[About this task] From the records that follow, copy every line that contains the word "list".

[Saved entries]
PR #450, opened 2016-07-15
Implement additional text object commands

### LINKED ISSUE #449: Implement i< and i(, and i{ text objects
I am going to send a PR for these shortly.

sectioneight:
This allows for e.g. 'ci(' and 'da<' commands.

Fixes #449

### DIFF
--- a/src/actions/actions.ts
+++ b/src/actions/actions.ts
@@ -2208,16 +2208,15 @@ abstract class MoveInsideCharacter extends BaseMovement {
   modes = [ModeName.Normal, ModeName.Visual, ModeName.VisualLine];
   protected charToMatch: string;
   protected includeSurrounding = false;
-  protected lineMatchOnly = false;
 
   public async execAction(position: Position, vimState: VimState): Promise<Position | IMovement> {
     const text = TextEditor.getLineAt(position).text;
 
     // First, search backwards for the opening character of the sequence
-    let startPos = position.lastIndexOf(this.charToMatch, this.lineMatchOnly);
+    let startPos = position.lastIndexOf(this.charToMatch);
     const startPlusOne = new Position(startPos.line, startPos.character + 1);
 
-    let endPos = PairMatcher.nextPairedChar(startPlusOne, this.charToMatch, false, this.lineMatchOnly);
+    let endPos = PairMatcher.nextPairedChar(startPlusOne, this.charToMatch, false);
 
     // Poor man's check for whether we found an opening character
     if (startPos === position && text[position.character] !== this.charToMatch) {
@@ -2320,36 +2319,6 @@ class MoveAClosingCaret extends MoveInsideCharacter {
   keys = ["a", ">"];
   charToMatch = "<";
   includeSurrounding = true;
-}
-
-@RegisterAction
-class MoveIDoubleQuote extends MoveInsideCharacter {
-  keys = ["i", "\""];
-  charToMatch = "\"";
-  lineMatchOnly = true;
-}
-
-@RegisterAction
-class MoveISingleQuote extends MoveInsideCharacter {
-  keys = ["i", "'"];
-  charToMatch = "'";
-  lineMatchOnly = true;
-}
-
-@RegisterAction
-class MoveADoubleQuote extends MoveInsideCharacter {
-  keys = ["a", "\""];
-  charToMatch = "\"";
-  includeSurrounding = true;
-  lineMatchOnly = true;
-}
-
-@RegisterAction
-class MoveASingleQuote extends MoveInsideCharacter {
-  keys = ["a", "'"];
-  charToMatch = "'";
-  includeSurrounding = true;
-  lineMatchOnly = true;
 }
 
 @RegisterAction
--- a/src/actions/actions.ts
+++ b/src/actions/actions.ts
@@ -3,6 +3,7 @@ import { ModeName } from './../mode/mode';
 import { TextEditor } from './../textEditor';
 import { Register, RegisterMode } from './../register/register';
 import { Position } from './../motion/position';
+import { PairMatcher } from './../matching/matcher';
 import * as vscode from 'vscode';
 
 const controlKeys: string[] = [
@@ -2170,68 +2171,17 @@ class MoveToMatchingBracket extends BaseMovement {
   modes = [ModeName.Normal, ModeName.Visual, ModeName.VisualLine];
   keys = ["%"];
 
-  pairings: { [key: string]: { match: string, nextMatchIsForward: boolean }} = {
-    "(" : { match: ")",  nextMatchIsForward: true  },
-    "{" : { match: "}",  nextMatchIsForward: true  },
-    "[" : { match: "]",  nextMatchIsForward: true  },
-    ")" : { match: "(",  nextMatchIsForward: false },
-    "}" : { match: "{",  nextMatchIsForward: false },
-    "]" : { match: "[",  nextMatchIsForward: false },
-    // "'" : { match: "'",  direction:  0 },
-    // "\"": { match: "\"", direction:  0 },
-  };
-
-  nextBracket(position: Position, charToMatch: string, toFind: { match: string, nextMatchIsForward: boolean }, closed: boolean = true) {
-      /**
-       * We do a fairly basic implementation that only tracks the state of the type of
-       * character you're over and its pair (e.g. "[" and "]"). This is similar to
-       * what Vim does.
-       *
-       * It can't handle strings very well - something like "|( ')' )" where | is the
-       * cursor will cause it to go to the ) in the quotes, even though it should skip over it.
-       *
-       * PRs welcomed! (TODO)
-       * Though ideally VSC implements https://github.com/Microsoft/vscode/issues/7177
-       */
-
-      let stackHeight = closed ? 0 : 1;
-      let matchedPosition: Position | undefined = undefined;
-
-      for (const { char, pos } of Position.IterateDocument(position, toFind.nextMatchIsForward)) {
-        if (char === charToMatch) {
-          stackHeight++;
-        }
-
-        if (char === this.pairings[charToMatch].match) {
-          stackHeight--;
-        }
-
-        if (stackHeight === 0) {
-          matchedPosition = pos;
-
-          break;
-        }
-      }
-
-      if (matchedPosition) {
-        return matchedPosition;
-      }
-
-      // TODO(bell)
-      return position;
-  }
-
   public async execAction(position: Position, vimState: VimState): Promise<Position> {
     const text = TextEditor.getLineAt(position).text;
     const charToMatch = text[position.character];
-    const toFind = this.pairings[charToMatch];
+    const toFind = PairMatcher.pairings[charToMatch];
 
-    if (!toFind) {
+    if (!toFind || !toFind.matchesWithPercentageMotion) {
       // If we're not on a match, go right until we find a
       // pairable character or hit the end of line.
 
       for (let i = position.character; i < text.length; i++) {
-        if (this.pairings[text[i]]) {
+        if (PairMatcher.pairings[text[i]]) {
           return new Position(position.line, i);
         }
       }
@@ -2240,8 +2190,8 @@ class MoveToMatchingBracket extends BaseMovement {
       return position;
     }
 
-    return this.nextBracket(position, charToMatch, toFind, true);
-}
+    return PairMatcher.nextPairedChar(position, charToMatch, true);
+  }
 
   public async execActionForOperator(position: Position, vimState: VimState): Promise<Position> {
     const result = await this.execAction(position, vimState);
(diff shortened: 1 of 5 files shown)


sectioneight:
To be clear, any and all feedback, no matter how minor or how major, is appreciated. I'd like to continue to contribute to the project, and I'd like to write idiomatic TypeScript, but I'm nearly certain this code is not optimal as-is.

src/actions/actions.ts
```diff
@@ -2190,11 +2188,11 @@ class MoveToMatchingBracket extends BaseMovement {
       let matchedPosition: Position | undefined = undefined;
 
       for (const { char, pos } of Position.IterateDocument(position, toFind.nextMatchIsForward)) {
-        if (char === charToMatch) {
+        if (char === charToMatch && charToMatch !== toFind.match) {
           stackHeight++;
         }
 
-        if (char === this.pairings[charToMatch].match) {
+        if (char === toFind.match) {
```
sectioneight: All of the callers of this function (`this.nextBracket`) are already passing an object from `this.pairings[char]` as the `toFind`, so I think this is more correct. This also allows callers of this function to use characters that don't exist in `this.pairings`, such as `"` and `'`

src/actions/actions.ts
```diff
@@ -2233,7 +2236,7 @@ class MoveToMatchingBracket extends BaseMovement {
     }
 
     return this.nextBracket(position, charToMatch, toFind, true);
-}
+  }
```
sectioneight: Unrelated style cleanup, not sure if this belongs in this PR or not.

src/actions/actions.ts
```diff
@@ -2246,6 +2249,48 @@ class MoveToMatchingBracket extends BaseMovement {
...
+  modes = [ModeName.Normal, ModeName.Visual, ModeName.VisualLine];
+  protected charToMatch: string;
+
+  public async execAction(position: Position, vimState: VimState): Promise<Position | IMovement> {
+    const text = TextEditor.getLineAt(position).text;
+    const pairedCharacter = this.pairings[this.charToMatch]
+    const charToClose = pairedCharacter ? pairedCharacter.match : this.charToMatch;
+
+    // First, search backwards for the opening character of the sequence
+    let start = -1;
```
sectioneight: Is there a more idiomatic way to accomplish this without looping backwards? It feels weird using these -1 sentinel values, and using a plain for loop, but String.indexOf can only search forwards.

src/actions/actions.ts
```diff
@@ -2246,6 +2249,48 @@ class MoveToMatchingBracket extends BaseMovement {
...
+      }
+    }
+    const startPos = new Position(position.line, start + 1);
+    const endPos = this.nextBracket(startPos, this.charToMatch, { match: charToClose, nextMatchIsForward: true }, false);
+    if (start == -1 || endPos.character == start + 1 || start > position.character || endPos.character < position.character ) {
+      return position;
+    }
+
+    return {
+      start : startPos,
```
sectioneight: Not sure about style here. Was following some surrounding style, but VSCode seems to want to format this as `start: startPos` (no space before opening colon).

src/actions/actions.ts
```diff
@@ -2246,6 +2249,48 @@ class MoveToMatchingBracket extends BaseMovement {
...
+
+@RegisterAction
+class MoveIParentheses extends MoveInsideCharacter {
+  keys = ["i", "("];
+  charToMatch = "(";
+}
+
+@RegisterAction
+class MoveIDoubleQuote extends MoveInsideCharacter {
+  keys = ["i", "\""];
```
sectioneight: This feels kind of silly. Is there a way to set the `keys` property programatically and just register a single action/class that can handle all of these? (since there are more characters to implement, but wanted to start small)

test/mode/modeNormal.test.ts
```diff
@@ -220,6 +220,27 @@ suite("Mode Normal", () => {
     });
 
     newTest({
+      title: "Can handle 'ci(' on first parentheses",
```
sectioneight: Is there a way to run a single test case?

src/actions/actions.ts
```diff
@@ -2246,6 +2249,48 @@ class MoveToMatchingBracket extends BaseMovement {
...
+    // First, search backwards for the opening character of the sequence
+    let start = -1;
+    for (let i = position.character; i >= 0; i--) {
+      if (text[i] == this.charToMatch) {
+        start = i;
+        break;
+      }
+    }
+    const startPos = new Position(position.line, start + 1);
+    const endPos = this.nextBracket(startPos, this.charToMatch, { match: charToClose, nextMatchIsForward: true }, false);
```
sectioneight: This is where the behavior differs from vim. This should be calling some variant of `nextBracket` that only iterates positions up to the end of the current line, not the whole document.

src/actions/actions.ts
johnfn: No worries; I'm totally fine with you sneaking in stuff like this.

src/actions/actions.ts
johnfn: I am actually okay with this. I'd prefer to explicitly list out every key combination that exists, even though it's slightly less DRY than we'd otherwise want.

test/mode/modeNormal.test.ts
jpoon: I haven't found a way :(

src/actions/actions.ts
johnfn: Good catch! That must have been vestigial.

I would also suggest adding ' and " back to our `pairings` list, perhaps adding a flag so that we don't match them with %.

test/mode/modeNormal.test.ts
johnfn: There is a way!

newTestOnly

src/actions/actions.ts
johnfn: No hard rules; I just like to line up colons sometimes.

johnfn:
This is looking good so far, and I'm pretty hyped to have this functionality! 😀 

The only thing I'd suggest to change would be how you use inheritance to share the matching functionality with `MoveToMatchingBase`. You could just extract the function out into a new file and our class hierarchy would become 1 less deep, which would be nice.

src/actions/actions.ts
rebornix: This `pairings` bothers me a lot when I implement [MoveToUnclosedRoundBracketBackward](https://github.com/sectioneight/Vim/blob/5a50f2105119bd8cb7ba4a105560a76b2369bb59/src/actions/actions.ts#L2294). And the first hack I did is moving the bracket matching to a separate method called `nextBracket` in https://github.com/vscodevim/Vim/commit/b0a203830c7cda40100c678bd79c2e45c495af94 but now it seems `nextBracket` is no longer a good name as we might match quotes. Something called `nextPairedChar` looks better to me.

Besides, your PR is good enough for this fix but you may want to take a look at [all text objects commands](https://github.com/VSCodeVim/Vim/blob/master/ROADMAP.md#text-objects-only-in-visual-mode-or-after-an-operator), maybe we can make this `abstract class MoveToMatchingBase` more generic?

src/actions/actions.ts
sectioneight: Sounds good to me. Just didn't want to leave you with some massive copy-pasta mess if there was a better way.

src/actions/actions.ts
sectioneight: Yes, I plan on making the class generic enough so that it can handle `a<`, `i)` etc (and may add them to this PR now that I have some better confidence I'm going down the right track).

Will come up with some better naming, and add `'`/`"` into `pairings`

sectioneight:
Ok, I think I have most of what I need to get this PR to a merge-able state.

One open question that I left at the top: is there a way to return something to indicate that this **didn't** match, so that for example an unsuccessful `ci"` won't switch to insert mode?

sectioneight:
Needs a few more tests, but I think this is almost there.

johnfn:
Ahh. Your question about a failed ci" is actually something I haven't quite got around to yet. For now could you just mark it with a TODO and return a range of length 0? It's not perfect, I admit.

src/actions/actions.ts
```diff
@@ -2154,68 +2155,19 @@ class MoveToMatchingBracket extends BaseMovement {
...
-      // TODO(bell)
-      return position;
-  }
+  matcher = new PairMatcher();
 
   public async execAction(position: Position, vimState: VimState): Promise<Position> {
     const text = TextEditor.getLineAt(position).text;
     const charToMatch = text[position.character];
-    const toFind = this.pairings[charToMatch];
+    const toFind = PairMatcher.pairings[charToMatch];
```
johnfn: What do you think about making these static methods rather than instance methods? There isn't really any associated state we need to carry along, is there?

src/matching/matcher.ts
```diff
@@ -0,0 +1,78 @@
...
+export class PairMatcher {
+  static pairings: { [key: string]: { match: string, nextMatchIsForward: boolean, limited?: boolean }} = {
+    "(" : { match: ")",  nextMatchIsForward: true  },
+    "{" : { match: "}",  nextMatchIsForward: true  },
+    "[" : { match: "]",  nextMatchIsForward: true  },
+    ")" : { match: "(",  nextMatchIsForward: false },
+    "}" : { match: "{",  nextMatchIsForward: false },
+    "]" : { match: "[",  nextMatchIsForward: false },
+    // These characters can't be used for "%"-based matching, but are still
+    // useful for text objects. TODO limited is a terrible name.
```
johnfn: Haha, nice, I was going to suggest you change limited to something else also. 

matchesWithPercentageMotion might be ok.

src/actions/actions.ts
sectioneight: Yea, I originally had it being stateful (where you initialized a PairMatcher with the character), but that seemed wasteful as well. Wasn't sure about preferences for static/non-static. Will change to static.

src/matching/matcher.ts
```diff
@@ -0,0 +1,78 @@
...
+    "'" : { match: "'",  nextMatchIsForward: true, limited: true },
+    "\"": { match: "\"", nextMatchIsForward: true, limited: true },
+    "<" : { match: ">",  nextMatchIsForward: true, limited: true },
+  };
+
+  previousChar(position: Position, charToMatch: string, currentLineOnly: boolean = false): Position {
```
johnfn: This strikes me as something that belongs on Position. Maybe cal it lastIndexOf to indicate similarity with the string method of the same name.

src/actions/actions.ts
johnfn: Yeah. I prefer static to indicate stateless, though unfortunately there are places where I don't adhere to that.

[Result for this task]
johnfn: I am actually okay with this. I'd prefer to explicitly list out every key combination that exists, even though it's slightly less DRY than we'd otherwise want.
I would also suggest adding ' and " back to our `pairings` list, perhaps adding a flag so that we don't match them with %.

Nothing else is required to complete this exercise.